Questions: Graft Rejection: Acute, Chronic, and Hyperacute
5 questions to test your understanding
Score: 0 / 5
Question 1 Multiple Choice
A kidney transplant recipient develops severe graft dysfunction within 3 hours of surgery. The organ appears dark and necrotic, with widespread vascular thrombosis. What is the most likely mechanism?
ACD8+ cytotoxic T cells rapidly killed graft endothelial cells through direct allorecognition
BPreformed antibodies against donor ABO or HLA antigens activated complement, triggering vascular thrombosis
CNK cells recognized missing self-MHC on donor cells and initiated cytotoxic killing
DAn unusually rapid acute rejection response caused by prior sensitization from a previous transplant
The timing (minutes to hours) and the pattern (vascular thrombosis, necrosis) are hallmarks of hyperacute rejection. This requires preformed antibodies already circulating in the recipient before surgery — against ABO antigens or anti-HLA antibodies from prior transfusions, pregnancies, or transplants. These antibodies bind immediately to donor endothelium, fix complement, and cause rapid thrombosis and organ death. T cell-mediated acute rejection (options A and D) takes days to weeks to develop — the adaptive immune response requires time for clonal expansion. This scenario illustrates why pretransplant crossmatching is mandatory.
Question 2 Multiple Choice
Which type of graft rejection is most resistant to intensified immunosuppressive therapy once it is established?
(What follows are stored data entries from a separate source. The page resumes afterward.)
PR #452, opened 2019-12-26
fix(): ApiProperty function type not work

fourcels:
## PR Type

```
[x] Bugfix
[ ] Feature
[ ] Build related changes
[ ] CI related changes
[ ] Other... Please describe:
```

Query Parameters function type not work
```typescript
export class QueryParam {
  @ApiProperty({type: () => Number})
  page: number;
}
```
image

```
[ ] Yes
[x] No
```

## Other information

### DIFF
--- a/lib/services/swagger-types-mapper.ts
+++ b/lib/services/swagger-types-mapper.ts
@@ -13,7 +13,9 @@ export class SwaggerTypesMapper {
       const { type } = param as ParamWithTypeMetadata;
       const typeName =
         type && isFunction(type)
-          ? this.mapTypeToOpenAPIType(type().name)
+          ? this.mapTypeToOpenAPIType(
+              type.name === 'type' ? type().name : type.name
+            )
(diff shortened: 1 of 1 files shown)


lib/services/swagger-types-mapper.ts
```diff
@@ -13,7 +13,7 @@ export class SwaggerTypesMapper {
       const { type } = param as ParamWithTypeMetadata;
       const typeName =
         type && isFunction(type)
-          ? this.mapTypeToOpenAPIType(type.name)
+          ? this.mapTypeToOpenAPIType(type().name)
```
kamilmysliwiec:
```
type && isFunction(type)
```
will give `true` for type references (class = function) too. We can't simply evaluate this

kamilmysliwiec:
Thank you for your contribution!

Tests are failing now. Also, please, take a look at my comment above

kamilmysliwiec:
This has been fixed in 4.3.2 release

Issue #482, opened 2020-01-13
Default Operation ID clashes 


wafs:
## I'm submitting a...

<pre><code>
[ ] Regression 
[x] Bug report
[ ] Feature request
[ ] Documentation issue or request
[ ] Support request => Please do not submit support request here, instead post your question on Stack Overflow.
</code></pre>

## Current behavior

Two controllers with the same operation will produce the same operation ID if no ID is provided when using tsc to compile. 

```typescript
@Controller('a')
class A {
    @ApiOperation()
    getOne(){...}
}

@Controller('b')
class B {
    @ApiOperation()
    getOne(){...}
}
```

```json
// Output truncated 
{
    "paths" : {
        "a" : {"get" : {"operationId": "getOne"}},
        "b" : {"get" : {"operationId": "getOne"}},
    }
}

```

## Expected behavior

Take the name of the controller also, or append a hash 

```json
// Output truncated 
{
    "paths" : {
        "a" : {"get" : {"operationId": "a__getOne"}},
        "b" : {"get" : {"operationId": "b__getOne"}},
        // or         
        "a" : {"get" : {"operationId": "getOne_r@nd0mH4$h"}},
        "b" : {"get" : {"operationId": "getOne_abcd12345"}},

    }
}

```

## Minimal reproduction of the problem with instructions

1. Create two controllers with the same name for a method
2. Expose the same named method with `@ApiOperation()` decorator, do not provide an `operationId`
3. Use TSC to compile (untested if `nest build` command works)
4. View the JSON output 

## What is the motivation / use case for changing the behavior?
This is causing issues where operationId fields are expected to be globally unique but the value of them isn't important. I am using the JSON output in an OpenAPI UI generator called [redoc](https://github.com/Redocly/redoc). Without the unique operationIds, the links it produces are broken because all links with the same name point to the same endpoint, and this is frequent for my project as I'm using generic controllers. 

## Environment

Nest version: 6.10.14
 
For Tooling issues:
- Node version: 11.15
- Platform:  Mac

wafs:
Currently using this as a bandaid fix after the json doc compiles:

```typescript
Object.entries(document.paths).forEach(([path, obj]) => {
    ['get', 'patch', 'put', 'post', 'delete'].forEach(method => {
      if (obj[method]) {
        obj[method].operationId = `${path.split('/')[1]}__${obj[method].operationId}`;
      }
    });
  });
```

sangamk:
[...]

PR #487, opened 2020-01-14
fix(): use unique operation id for each endpoint (class_method)

kamilmysliwiec:
## PR Checklist

## PR Type

```
[x] Bugfix
[ ] Feature
[ ] Build related changes
[ ] CI related changes
[ ] Other... Please describe:
```

Operation ID == method name

Issue Number: #482 

## What is the new behavior?

Operation ID == ClassName_MethodName

```
[ ] Yes
[ ] No
```

## Other information

### DIFF
--- a/lib/swagger-explorer.ts
+++ b/lib/swagger-explorer.ts
@@ -205,8 +205,15 @@ export class SwaggerExplorer {
     return {
       method: RequestMethod[requestMethod].toLowerCase(),
       path: fullPath === '' ? '/' : fullPath,
-      operationId: method.name
+      operationId: this.getOperationId(instance, method)
     };
+  }
+
+  private getOperationId(instance: object, method: Function): string {
+    if (instance.constructor) {
+      return `${instance.constructor.name}_${method.name}`;
+    }
+    return method.name;
   }
 
   private reflectControllerPath(metatype: Type<unknown>): string {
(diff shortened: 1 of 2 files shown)


lib/swagger-explorer.ts
```diff
@@ -205,10 +205,17 @@ export class SwaggerExplorer {
...
       method: RequestMethod[requestMethod].toLowerCase(),
       path: fullPath === '' ? '/' : fullPath,
-      operationId: method.name
+      operationId: this.getOperationId(instance, method)
     };
   }
 
+  private getOperationId(instance: object, method: Function): string {
+    if (instance.constructor) {
+      return `${instance.constructor.name}_${method.name}`;
```
boenrobot: As much as I need this fix too, wouldn't it be better if an invalid JS character is used as a separator, to prevent creating unintentional clashes?

Like "-" for example? Generators should be smart enough to escape that into the target language, and doc generators can generate URLs without requiring URL escaping even.

Example of a clash:

ModuleController_UsingThisCase controller
DoAction method

vs.
ModuleController controller
UsingThisCase_DoAction method

sure, chances of such collisions happening in the same code base are minimal, at best, given the popularity of linting tools, but still.

kamilmysliwiec: I'm not sure if we should protect ourselves against code that shouldn't appear in any codebase since it simply violates too many rules (+ probability of having such a naming clash can be brought down to 0)

Syarx:
This is a breaking change. You should give an option to disable it. Some of us have to rewrite hundreds of calls now. I have to downgrade until then sadly

PR #728, opened 2020-05-08
fix(): process isarray for string based property type

BasKiers:
## PR Checklist

- [ x ] The commit message follows our guidelines: https://github.com/nestjs/nest/blob/master/CONTRIBUTING.md
- [ x ] Tests for the changes have been added (for bug fixes / features)

## PR Type

```
[ x ] Bugfix
[ ] Feature
[ ] Build related changes
[ ] CI related changes
[ ] Other... Please describe:
```

Using the following options: 
```
@ApiProperty({ type: 'integer', isArray: true })
someProp: number[];
```
Produces the following swagger parameter definition, ignoring the isArray flag:
```
"someProp": {
  "type": "integer",
},
```

Issue Number: N/A

## What is the new behavior?
Now, when the type option is a string, the isArray property will still be processed, fixing the above issue:
```
@ApiProperty({ type: 'integer', isArray: true })
someProp: number[];
```
Produces the following swagger parameter definition:
```
"someProp": {
  "type": "array",
  "items": {
    "type": "integer"
  }
},
```

```
[ ] Yes
[ x ] No
```

## Other information

### DIFF
--- a/lib/services/schema-object-factory.ts
+++ b/lib/services/schema-object-factory.ts
@@ -43,7 +43,7 @@ export class SchemaObjectFactory {
     schemas: SchemaObject[],
     schemaRefsStack: string[] = []
   ): Array<ParamWithTypeMetadata | BaseParameterObject> {
-    return parameters.map(param => {
+    return parameters.map((param) => {
       if (!isBodyParameter(param)) {
         return this.createQueryOrParamSchema(param, schemas, schemaRefsStack);
       }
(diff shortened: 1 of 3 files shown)


kamilmysliwiec:
Thanks for your contribution!

TBH I'm not certainly sure what to do about this PR. If you pass a type as a string, we don't modify it on purpose. However, your improvement might be useful when specifying types like `integer` (as in your example) which are impossible to represent using type refs (`type: Number`)

BasKiers:
The only change this PR adds is that, when passing a string as the `type` property, the `isArray` property is no longer ignored. The current behavior, where `isArray` is handled in all cases except for when the type is a string was confusing and prevents us from generating the desired swagger with `type: 'integer'` and `isArray: true` since there is no other way to give a raw definition to the parameter property.

Issue #1112, opened 2020-12-27
Arrays and objects are not managed properly when located in first level of @Query()


arnaud-cortisse:
## I'm submitting a...

<pre><code>
[ ] Regression 
[ x] Bug report
[ ] Feature request
[ ] Documentation issue or request
[ ] Support request => Please do not submit support request here, instead post your question on Stack Overflow.
</code></pre>

## Current behavior
I created these DTOs:
```
class ObjectDto {
  @ApiProperty()
  field: string;
}

export class HelloWorldDto {
  @ApiProperty({
    isArray: true,
    type: ObjectDto,
  })
  arrayOfObjectsDto: ObjectDto[];
}
```
And expected them as query parameters:
```
  @Get('/Not Working')
  getHello(@Query() helloWorldDto: HelloWorldDto): string {
    return this.appService.getHello();
  }

```
I got the following output:
![image](https://user-images.githubusercontent.com/28689103/103168510-0daef080-4834-11eb-93d0-de47f48bc577.png)

## Expected behavior

I would expect something like this:
![image](https://user-images.githubusercontent.com/28689103/103168519-2cad8280-4834-11eb-926e-4fe368882b4f.png)
As you can see, it's an actual array of objects. 

I was able to get it to work by doing the following:

```
class ObjectDto {
  @ApiProperty()
  field: string;
}

export class Params {
  @ApiProperty({
    isArray: true,
    type: ObjectDto,
  })
  arrayOfObjectsDto: ObjectDto[];
}

export class HelloWorldDto2 {
  @ApiProperty()
  params: Params;
}
```
As you can see, arrays seem to be declared correctly when they are located in the deeper level in the DTO. 
However, this is not a viable option, since the path HelloWorldDto2.params actually doesn't exist...

## Minimal reproduction of the problem with instructions

See https://github.com/arnaud-cortisse/nestjs-openapi-array-of-objects-bug

## What is the motivation / use case for changing the behavior?

I want to be able to declare arrays of complex objects in the first level of DTOs

## Environment

<pre><code>
Nest version: 7.5.1

 
For Tooling issues:
- Node version: node:alpine docker image
- Platform: node:alpine docker image

kamilmysliwiec:
Would you like to create a PR for this issue?

arnaud-cortisse:
@kamilmysliwiec I've just created a PR here: https://github.com/nestjs/swagger/pull/1113 :+1:

kamilmysliwiec:
[...]

PR #1113, opened 2020-12-28
fix: Arrays and objects are not managed properly when located in first level of @Query()

arnaud-cortisse:
## PR Type

```
[x] Bugfix
[ ] Feature
[ ] Build related changes
[ ] CI related changes
[ ] Other... Please describe:
```

See https://github.com/nestjs/swagger/issues/1112

## What is the new behavior?

Arrays and objects are now correctly interpreted as such in @Query()

image

```
[ ] Yes
[x] No
```

## Other information

### DIFF
--- a/lib/services/schema-object-factory.ts
+++ b/lib/services/schema-object-factory.ts
@@ -62,36 +62,40 @@ export class SchemaObjectFactory {
         return this.createQueryOrParamSchema(param, schemas, schemaRefsStack);
       }
 
-      const modelName = this.exploreModelSchema(
-        param.type,
-        schemas,
-        schemaRefsStack
-      );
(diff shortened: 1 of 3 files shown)


andrewdhazlett:
@arnaud-cortisse does this work properly with the `Try it out` feature of Swagger UI? It looks like the [Swagger docs](https://swagger.io/docs/specification/describing-parameters/#schema-vs-content) want you to use a `content` block along with encoding types to specify JSON query strings. 

Here's a workaround I've been using in the meantime, but unfortunately it doesn't let me associate it to the DTO (I'd like to avoid using `$ref` here if possible)  
image

abdulkaderelrawas:
any news about this PR?

Issue #1130, opened 2021-01-12
ApiExtension incorrectly handles Array values


HMilbradt:
## I'm submitting a...

<pre><code>
[ ] Regression 
[x] Bug report
[ ] Feature request
[ ] Documentation issue or request
[ ] Support request => Please do not submit support request here, instead post your question on Stack Overflow.
</code></pre>

## Current behavior

Using the `ApiExtension` decorator the way the code is currently written prevents you from using an array as the value of the extension.

Examples:

```
  @ApiExtension('x-codeSamples', [
    {
      lang: 'Bash',
      source: 'echo "Hello"',
    },
  ])
```

This produces the following:

```
"x-codeSamples":{"0":{"lang":"Bash","source":"echo \"Hello\""}}
```

## Expected behavior

Array formats should be allowed, as mentioned in the Open API spec: https://swagger.io/docs/specification/openapi-extensions/

> The extension value can be a primitive, an array, an object or null.

The correct output from the above example should be:

```
"x-codeSamples":[{"lang":"Bash","source":"echo \"Hello\""}]
```

## What is the motivation / use case for changing the behavior?

Plenty of extensions use array formats for specifying input data.  One example is Redocly, which allows for the `x-codeSamples` to be provided as an array.

## Environment

<pre><code>
Nest version: 7.0.0

</code></pre>

kamilmysliwiec:
Would you like to create a PR for this issue?

HMilbradt:
Yes, I'll get something working today.  I've already taken a look at the source and found the issue, looks to be a small change

kamilmysliwiec:
Thanks! Let's track this here https://github.com/nestjs/swagger/pull/1137

PR #1137, opened 2021-01-15
fix(api-extension): support for additional api extension values

HMilbradt:
## PR Checklist

## PR Type

```
[x] Bugfix
[ ] Feature
[ ] Build related changes
[ ] CI related changes
[ ] Other... Please describe:
```

Issue Number: #1130 

## What is the new behavior?

The `ApiExtension` decorator now accepts any value to be assigned.  As referenced [here](https://swagger.io/docs/specification/openapi-extensions/), "The extension value can be a primitive, an array, an object or null.".

```
[ ] Yes
[x] No
```

## Other information

I did a quick poke around and didn't see anywhere that a test case for this may be added and checked.  However, if there is somewhere that I should be testing this behaviour, please let me know 🙂

### DIFF
--- a/lib/decorators/api-extension.decorator.ts
+++ b/lib/decorators/api-extension.decorator.ts
@@ -9,10 +9,7 @@ export function ApiExtension(extensionKey: string, extensionProperties: any) {
   }
 
   const extensionObject = {
-    [extensionKey]:
-      typeof extensionProperties !== 'string'
-        ? { ...extensionProperties }
-        : extensionProperties
+    [extensionKey]: extensionProperties
   };
 
   return createMixedDecorator(DECORATORS.API_EXTENSION, extensionObject);


lib/decorators/api-extension.decorator.ts
```diff
@@ -9,10 +9,7 @@ export function ApiExtension(extensionKey: string, extensionProperties: any) {
   }
 
   const extensionObject = {
-    [extensionKey]:
-      typeof extensionProperties !== 'string'
-        ? { ...extensionProperties }
-        : extensionProperties
+    [extensionKey]: extensionProperties
```
kamilmysliwiec, line 12: This condition was there for a reason (I'm not sure but I believe the reason was that we wanted to make sure the original `extensionProperties` object won't get mutated and so we clone it). Instead of removing it, I'd suggest adding another "branch" of this condition, making sure we don't spread the object when it's an array (but run sth like `[].concat(extenstionProperties)` or `[...extenstionProperties]`)

jiqiang90:
Hi I'm facing the same problem, any update on this? Thanks

lib/decorators/api-extension.decorator.ts
coyotte508, line 12:
```suggestion
    [extensionKey]: clone(extensionProperties)
```

Where `clone` is imported from `lodash`.

coyotte508: This can work:

```suggestion
    [extensionKey]: clone(extensionProperties)
```

(with `clone` imported from `lodash`)

kamilmysliwiec:
Let's track this here https://github.com/nestjs/swagger/pull/1174

PR #1169, opened 2021-02-02
perf: store schemas in an object instead of an array of key/value

coyotte508:
## PR Checklist

## PR Type

```
[ ] Bugfix
[ ] Feature
[x] Refactoring (no functional changes, no api changes)
[ ] Build related changes
[ ] CI related changes
[x] Other... Please describe: perf improvement
```

Currently the schemas are passed around with two variables:
- `schemas` of type `Array<{[key: string]: SchemaObject>`
- `schemasRefPaths` which lists the keys

There are a few issues:
- `schemas` is wrongly typed as `SchemaObject[]` in the code
- Two related arguments need to be passed to many function accepting schemas
- To check if an item is already in `schemas`, `schemasRefPaths.includes(key)` is used which is O(schemas.length)

## What is the new behavior?

This PR merges `schemaRefsPaths` and `schemas` into only one variable, `schemas`, and allows for fast lookup in O(1). 

A variable `pendingSchemaRefs` is added only where needed -- where the use of `schemasRefPaths` was preventing infinite recursion. It's passed by copy when modified, to stay as small as possible, and only contains the refs to schemas _in the process of_ being added to `schemas`.

The typing of `schemas` is also now accurate.
```
[ ] Yes
[x] No
```

### DIFF
--- a/lib/explorers/api-parameters.explorer.ts
+++ b/lib/explorers/api-parameters.explorer.ts
@@ -23,8 +23,7 @@ const schemaObjectFactory = new SchemaObjectFactory(
 );
 
 export const exploreApiParametersMetadata = (
-  schemas: SchemaObject[],
-  schemaRefsStack: [],
+  schemas: Record<string, SchemaObject>,
   instance: object,
   prototype: Type<unknown>,
   method: Function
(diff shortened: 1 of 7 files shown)


kamilmysliwiec:
LGTM. Merged to 8.0.0 branch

AHyperacute rejection — preformed antibodies are not affected by immunosuppression
BAcute rejection — T cells become refractory to calcineurin inhibitors over time
CChronic rejection — involves fibrosis and vasculopathy with both immune and non-immune components
DAll three types respond equally once adequate immunosuppressive levels are achieved
Chronic rejection is the leading cause of long-term graft loss and currently has no reliable treatment once established. It involves progressive transplant vasculopathy (fibrosis and thickening of graft vessel walls) driven by a combination of immune factors (ongoing low-grade T cell and antibody responses) and non-immune factors (ischemia-reperfusion injury, drug toxicity, recurrence of original disease). Unlike acute rejection, which responds well to high-dose corticosteroids and calcineurin inhibitors, chronic rejection progresses despite immunosuppression. Hyperacute rejection (A) is prevented, not treated; acute rejection (B) is the primary target of standard immunosuppression and responds well when caught early.
Question 3 True / False
Pretransplant crossmatch testing primarily aims to prevent hyperacute rejection by detecting preformed recipient antibodies against donor antigens.
TTrue
FFalse
Answer: True
Crossmatch testing mixes recipient serum with donor lymphocytes before surgery. If the recipient has preformed antibodies against donor HLA molecules, they will bind donor cells and produce a positive crossmatch — a contraindication to transplantation. This test directly screens for the preformed antibodies that cause hyperacute rejection. Together with ABO blood group compatibility, crossmatch testing has made hyperacute rejection rare in modern transplant medicine, though it was a common cause of immediate graft loss before these protocols were established.
Question 4 True / False
Chronic graft rejection is a purely immune-mediated process and can be fully prevented by maintaining adequate immunosuppression throughout the life of the graft.
TTrue
FFalse
Answer: False
Chronic rejection involves both immune and non-immune mechanisms, which is why it responds poorly to immunosuppression even when intensified. Non-immune contributors include ischemia-reperfusion injury at the time of transplant, nephrotoxicity from calcineurin inhibitors themselves, hypertension, dyslipidemia, and recurrence of the original kidney disease. Even perfectly controlled immune rejection doesn't eliminate these factors. This mixed etiology explains why chronic rejection is the leading cause of long-term graft failure despite excellent short-term results with modern immunosuppression — and why HLA matching (reducing the immune stimulus) matters more than simply increasing drug doses.
Question 5 Short Answer
Explain why HLA matching between donor and recipient reduces both acute and chronic rejection. Connect the mechanism to each type.
Think about your answer, then reveal below.
Model answer: HLA matching reduces the number of foreign allogeneic HLA molecules the recipient's immune system encounters. In acute rejection, T cells recognize donor MHC molecules as foreign alloantigens — each HLA mismatch represents a set of epitopes that can activate recipient T cell clones through direct or indirect allorecognition. More mismatches mean more T cell clones activated, a stronger and harder-to-control rejection response. In chronic rejection, ongoing low-grade immune responses against mismatched HLA molecules drive the progressive vasculopathy and fibrosis. Better HLA matching reduces the antigenic stimulus driving both processes: fewer foreign HLA molecules means weaker T cell activation, less antibody production against donor antigens, and slower accumulation of immune-mediated vascular damage. HLA matching thus improves both short-term rejection control and long-term graft survival.